*** Record extracts ***
PR #1565, opened 2019-03-15
Fix issues with Substance Use

### LINKED ISSUE #1564: Substance component not found
Seeing this error on https://eqip-prototype-dev.fr.cloud.gov/ when trying to submit the form. 

Screen Shot 2019-03-15 at 12 00 04 PM

christopherhuii:
## Description
Fixes #1564 
- Fixes issues with `Negative Impact` subsection not saving
  - Fix: The naming was wrong. `NegativeImpact` should be `NegativeImpacts` (plural)
## Checklist for Reveiwer

- [ ] Review code changes

### DIFF
--- a/src/components/Section/Section.jsx
+++ b/src/components/Section/Section.jsx
@@ -25,7 +25,8 @@ const storeToComponentMap = {
   History,
   Legal,
   Psychological,
-  SubstanceUse,
+  // TODO: Redux, backend, XML, etc. all has Substance named as such instead of SubstanceUse
+  Substance: SubstanceUse,
   Package,
 }
 
--- a/src/components/Section/SubstanceUse/SubstanceUseConnector.jsx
*** End of Record extracts ***
▸ Assignment: Each line of the data has to be written out exactly as it appears.

▸ Finished task:
PR #1565, opened 2019-03-15
Fix issues with Substance Use

### LINKED ISSUE #1564: Substance component not found
Seeing this error on https://eqip-prototype-dev.fr.cloud.gov/ when trying to submit the form. 

Screen Shot 2019-03-15 at 12 00 04 PM

christopherhuii:
## Description
Fixes #1564 
- Fixes issues with `Negative Impact` subsection not saving
  - Fix: The naming was wrong. `NegativeImpact` should be `NegativeImpacts` (plural)
## Checklist for Reveiwer

- [ ] Review code changes

### DIFF
--- a/src/components/Section/Section.jsx
+++ b/src/components/Section/Section.jsx
@@ -25,7 +25,8 @@ const storeToComponentMap = {
   History,
   Legal,
   Psychological,
-  SubstanceUse,
+  // TODO: Redux, backend, XML, etc. all has Substance named as such instead of SubstanceUse
+  Substance: SubstanceUse,
   Package,
 }
 
--- a/src/components/Section/SubstanceUse/SubstanceUseConnector.jsx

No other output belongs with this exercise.